## Try it:
Below are some records; reproduce them exactly.

## Provided records:
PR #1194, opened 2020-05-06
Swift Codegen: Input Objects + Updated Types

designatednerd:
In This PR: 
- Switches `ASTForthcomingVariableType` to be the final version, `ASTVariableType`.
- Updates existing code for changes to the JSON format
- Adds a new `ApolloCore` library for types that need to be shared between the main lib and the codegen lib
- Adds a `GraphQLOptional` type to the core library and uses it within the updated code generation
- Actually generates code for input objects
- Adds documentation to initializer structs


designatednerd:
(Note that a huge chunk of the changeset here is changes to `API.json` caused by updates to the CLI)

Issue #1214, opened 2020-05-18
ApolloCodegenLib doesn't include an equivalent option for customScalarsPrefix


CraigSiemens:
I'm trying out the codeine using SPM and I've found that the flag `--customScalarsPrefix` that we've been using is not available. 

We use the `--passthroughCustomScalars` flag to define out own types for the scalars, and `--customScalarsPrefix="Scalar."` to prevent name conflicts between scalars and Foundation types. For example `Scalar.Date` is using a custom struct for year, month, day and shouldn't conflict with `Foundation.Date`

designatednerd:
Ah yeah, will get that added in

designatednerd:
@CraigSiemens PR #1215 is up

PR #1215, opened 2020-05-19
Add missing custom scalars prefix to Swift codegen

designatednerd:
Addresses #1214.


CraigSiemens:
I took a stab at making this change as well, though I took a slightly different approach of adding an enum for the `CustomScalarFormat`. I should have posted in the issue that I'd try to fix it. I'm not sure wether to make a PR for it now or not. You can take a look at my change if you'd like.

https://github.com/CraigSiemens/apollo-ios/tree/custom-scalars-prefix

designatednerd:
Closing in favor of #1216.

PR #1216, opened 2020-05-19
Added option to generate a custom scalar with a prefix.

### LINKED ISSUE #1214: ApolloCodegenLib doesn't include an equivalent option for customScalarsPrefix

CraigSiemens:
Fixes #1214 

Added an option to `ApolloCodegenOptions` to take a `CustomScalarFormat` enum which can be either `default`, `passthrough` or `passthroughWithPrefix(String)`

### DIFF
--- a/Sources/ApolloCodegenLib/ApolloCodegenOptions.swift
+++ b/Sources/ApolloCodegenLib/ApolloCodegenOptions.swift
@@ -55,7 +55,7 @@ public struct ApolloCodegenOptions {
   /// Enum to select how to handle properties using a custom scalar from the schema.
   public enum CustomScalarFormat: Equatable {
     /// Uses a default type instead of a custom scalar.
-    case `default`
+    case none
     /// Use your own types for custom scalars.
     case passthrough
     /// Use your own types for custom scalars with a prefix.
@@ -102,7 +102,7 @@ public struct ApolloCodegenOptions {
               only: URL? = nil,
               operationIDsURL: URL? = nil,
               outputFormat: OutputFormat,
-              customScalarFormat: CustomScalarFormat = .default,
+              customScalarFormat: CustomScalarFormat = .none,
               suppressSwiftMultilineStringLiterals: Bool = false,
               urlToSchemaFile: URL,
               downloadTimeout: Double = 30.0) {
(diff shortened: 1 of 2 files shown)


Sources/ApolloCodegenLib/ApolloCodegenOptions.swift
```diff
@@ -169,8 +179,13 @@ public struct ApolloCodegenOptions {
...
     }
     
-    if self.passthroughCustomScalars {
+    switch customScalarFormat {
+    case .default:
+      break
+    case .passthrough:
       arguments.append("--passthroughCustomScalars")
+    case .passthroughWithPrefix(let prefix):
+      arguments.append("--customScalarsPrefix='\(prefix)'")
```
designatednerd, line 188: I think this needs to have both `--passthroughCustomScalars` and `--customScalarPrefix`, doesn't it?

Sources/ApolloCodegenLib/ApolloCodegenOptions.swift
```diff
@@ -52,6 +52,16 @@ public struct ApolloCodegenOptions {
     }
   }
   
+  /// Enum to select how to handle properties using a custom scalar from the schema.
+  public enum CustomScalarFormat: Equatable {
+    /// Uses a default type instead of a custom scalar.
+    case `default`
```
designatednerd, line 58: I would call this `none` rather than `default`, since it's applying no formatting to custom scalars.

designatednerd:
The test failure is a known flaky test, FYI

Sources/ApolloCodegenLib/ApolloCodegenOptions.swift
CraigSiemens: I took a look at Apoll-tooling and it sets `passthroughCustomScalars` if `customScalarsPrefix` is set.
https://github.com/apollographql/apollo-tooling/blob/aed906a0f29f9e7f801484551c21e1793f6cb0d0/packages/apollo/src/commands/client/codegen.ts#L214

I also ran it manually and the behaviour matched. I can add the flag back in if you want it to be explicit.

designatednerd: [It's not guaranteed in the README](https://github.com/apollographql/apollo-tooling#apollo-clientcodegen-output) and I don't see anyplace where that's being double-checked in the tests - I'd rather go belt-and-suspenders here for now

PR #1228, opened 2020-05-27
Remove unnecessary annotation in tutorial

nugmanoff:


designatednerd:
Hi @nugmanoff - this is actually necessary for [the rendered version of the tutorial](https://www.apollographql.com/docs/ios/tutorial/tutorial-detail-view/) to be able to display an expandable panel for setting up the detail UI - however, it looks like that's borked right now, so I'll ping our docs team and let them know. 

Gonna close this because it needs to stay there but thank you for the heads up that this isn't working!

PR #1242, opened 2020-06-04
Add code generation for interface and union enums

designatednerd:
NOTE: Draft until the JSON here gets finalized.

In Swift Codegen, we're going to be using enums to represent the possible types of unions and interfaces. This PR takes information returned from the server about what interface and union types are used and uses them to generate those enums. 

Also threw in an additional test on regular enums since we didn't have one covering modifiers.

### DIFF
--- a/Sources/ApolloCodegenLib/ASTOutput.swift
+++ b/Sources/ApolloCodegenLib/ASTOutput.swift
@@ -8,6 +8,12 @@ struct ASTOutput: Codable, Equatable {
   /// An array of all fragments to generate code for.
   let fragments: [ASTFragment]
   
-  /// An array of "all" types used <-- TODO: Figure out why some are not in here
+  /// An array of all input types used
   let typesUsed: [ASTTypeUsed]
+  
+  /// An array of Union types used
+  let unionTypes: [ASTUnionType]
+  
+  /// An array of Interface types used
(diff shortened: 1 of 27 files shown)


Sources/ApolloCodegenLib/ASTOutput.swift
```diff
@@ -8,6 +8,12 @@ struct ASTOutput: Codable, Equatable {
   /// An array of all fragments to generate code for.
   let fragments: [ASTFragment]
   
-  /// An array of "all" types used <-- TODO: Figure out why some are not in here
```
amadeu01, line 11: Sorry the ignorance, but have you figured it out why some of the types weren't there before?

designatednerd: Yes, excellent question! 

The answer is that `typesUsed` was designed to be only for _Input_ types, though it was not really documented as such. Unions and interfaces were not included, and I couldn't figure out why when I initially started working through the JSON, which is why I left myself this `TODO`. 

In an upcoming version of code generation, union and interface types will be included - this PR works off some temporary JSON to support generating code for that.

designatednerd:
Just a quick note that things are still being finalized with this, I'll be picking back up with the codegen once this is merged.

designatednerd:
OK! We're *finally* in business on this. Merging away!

## Expected answer:
PR #1194, opened 2020-05-06
Swift Codegen: Input Objects + Updated Types

designatednerd:
In This PR: 
- Switches `ASTForthcomingVariableType` to be the final version, `ASTVariableType`.
- Updates existing code for changes to the JSON format
- Adds a new `ApolloCore` library for types that need to be shared between the main lib and the codegen lib
- Adds a `GraphQLOptional` type to the core library and uses it within the updated code generation
- Actually generates code for input objects
- Adds documentation to initializer structs


designatednerd:
(Note that a huge chunk of the changeset here is changes to `API.json` caused by updates to the CLI)

Issue #1214, opened 2020-05-18
ApolloCodegenLib doesn't include an equivalent option for customScalarsPrefix


CraigSiemens:
I'm trying out the codeine using SPM and I've found that the flag `--customScalarsPrefix` that we've been using is not available. 

We use the `--passthroughCustomScalars` flag to define out own types for the scalars, and `--customScalarsPrefix="Scalar."` to prevent name conflicts between scalars and Foundation types. For example `Scalar.Date` is using a custom struct for year, month, day and shouldn't conflict with `Foundation.Date`

designatednerd:
Ah yeah, will get that added in

designatednerd:
@CraigSiemens PR #1215 is up

PR #1215, opened 2020-05-19
Add missing custom scalars prefix to Swift codegen

designatednerd:
Addresses #1214.


CraigSiemens:
I took a stab at making this change as well, though I took a slightly different approach of adding an enum for the `CustomScalarFormat`. I should have posted in the issue that I'd try to fix it. I'm not sure wether to make a PR for it now or not. You can take a look at my change if you'd like.

https://github.com/CraigSiemens/apollo-ios/tree/custom-scalars-prefix

designatednerd:
Closing in favor of #1216.

PR #1216, opened 2020-05-19
Added option to generate a custom scalar with a prefix.

### LINKED ISSUE #1214: ApolloCodegenLib doesn't include an equivalent option for customScalarsPrefix

CraigSiemens:
Fixes #1214 

Added an option to `ApolloCodegenOptions` to take a `CustomScalarFormat` enum which can be either `default`, `passthrough` or `passthroughWithPrefix(String)`

### DIFF
--- a/Sources/ApolloCodegenLib/ApolloCodegenOptions.swift
+++ b/Sources/ApolloCodegenLib/ApolloCodegenOptions.swift
@@ -55,7 +55,7 @@ public struct ApolloCodegenOptions {
   /// Enum to select how to handle properties using a custom scalar from the schema.
   public enum CustomScalarFormat: Equatable {
     /// Uses a default type instead of a custom scalar.
-    case `default`
+    case none
     /// Use your own types for custom scalars.
     case passthrough
     /// Use your own types for custom scalars with a prefix.
@@ -102,7 +102,7 @@ public struct ApolloCodegenOptions {
               only: URL? = nil,
               operationIDsURL: URL? = nil,
               outputFormat: OutputFormat,
-              customScalarFormat: CustomScalarFormat = .default,
+              customScalarFormat: CustomScalarFormat = .none,
               suppressSwiftMultilineStringLiterals: Bool = false,
               urlToSchemaFile: URL,
               downloadTimeout: Double = 30.0) {
(diff shortened: 1 of 2 files shown)


Sources/ApolloCodegenLib/ApolloCodegenOptions.swift
```diff
@@ -169,8 +179,13 @@ public struct ApolloCodegenOptions {
...
     }
     
-    if self.passthroughCustomScalars {
+    switch customScalarFormat {
+    case .default:
+      break
+    case .passthrough:
       arguments.append("--passthroughCustomScalars")
+    case .passthroughWithPrefix(let prefix):
+      arguments.append("--customScalarsPrefix='\(prefix)'")
```
designatednerd, line 188: I think this needs to have both `--passthroughCustomScalars` and `--customScalarPrefix`, doesn't it?

Sources/ApolloCodegenLib/ApolloCodegenOptions.swift
```diff
@@ -52,6 +52,16 @@ public struct ApolloCodegenOptions {
     }
   }
   
+  /// Enum to select how to handle properties using a custom scalar from the schema.
+  public enum CustomScalarFormat: Equatable {
+    /// Uses a default type instead of a custom scalar.
+    case `default`
```
designatednerd, line 58: I would call this `none` rather than `default`, since it's applying no formatting to custom scalars.

designatednerd:
The test failure is a known flaky test, FYI

Sources/ApolloCodegenLib/ApolloCodegenOptions.swift
CraigSiemens: I took a look at Apoll-tooling and it sets `passthroughCustomScalars` if `customScalarsPrefix` is set.
https://github.com/apollographql/apollo-tooling/blob/aed906a0f29f9e7f801484551c21e1793f6cb0d0/packages/apollo/src/commands/client/codegen.ts#L214

I also ran it manually and the behaviour matched. I can add the flag back in if you want it to be explicit.

designatednerd: [It's not guaranteed in the README](https://github.com/apollographql/apollo-tooling#apollo-clientcodegen-output) and I don't see anyplace where that's being double-checked in the tests - I'd rather go belt-and-suspenders here for now

PR #1228, opened 2020-05-27
Remove unnecessary annotation in tutorial

nugmanoff:


designatednerd:
Hi @nugmanoff - this is actually necessary for [the rendered version of the tutorial](https://www.apollographql.com/docs/ios/tutorial/tutorial-detail-view/) to be able to display an expandable panel for setting up the detail UI - however, it looks like that's borked right now, so I'll ping our docs team and let them know. 

Gonna close this because it needs to stay there but thank you for the heads up that this isn't working!

PR #1242, opened 2020-06-04
Add code generation for interface and union enums

designatednerd:
NOTE: Draft until the JSON here gets finalized.

In Swift Codegen, we're going to be using enums to represent the possible types of unions and interfaces. This PR takes information returned from the server about what interface and union types are used and uses them to generate those enums. 

Also threw in an additional test on regular enums since we didn't have one covering modifiers.

### DIFF
--- a/Sources/ApolloCodegenLib/ASTOutput.swift
+++ b/Sources/ApolloCodegenLib/ASTOutput.swift
@@ -8,6 +8,12 @@ struct ASTOutput: Codable, Equatable {
   /// An array of all fragments to generate code for.
   let fragments: [ASTFragment]
   
-  /// An array of "all" types used <-- TODO: Figure out why some are not in here
+  /// An array of all input types used
   let typesUsed: [ASTTypeUsed]
+  
+  /// An array of Union types used
+  let unionTypes: [ASTUnionType]
+  
+  /// An array of Interface types used
(diff shortened: 1 of 27 files shown)


Sources/ApolloCodegenLib/ASTOutput.swift
```diff
@@ -8,6 +8,12 @@ struct ASTOutput: Codable, Equatable {
   /// An array of all fragments to generate code for.
   let fragments: [ASTFragment]
   
-  /// An array of "all" types used <-- TODO: Figure out why some are not in here
```
amadeu01, line 11: Sorry the ignorance, but have you figured it out why some of the types weren't there before?

designatednerd: Yes, excellent question! 

The answer is that `typesUsed` was designed to be only for _Input_ types, though it was not really documented as such. Unions and interfaces were not included, and I couldn't figure out why when I initially started working through the JSON, which is why I left myself this `TODO`. 

In an upcoming version of code generation, union and interface types will be included - this PR works off some temporary JSON to support generating code for that.

designatednerd:
Just a quick note that things are still being finalized with this, I'll be picking back up with the codegen once this is merged.

designatednerd:
OK! We're *finally* in business on this. Merging away!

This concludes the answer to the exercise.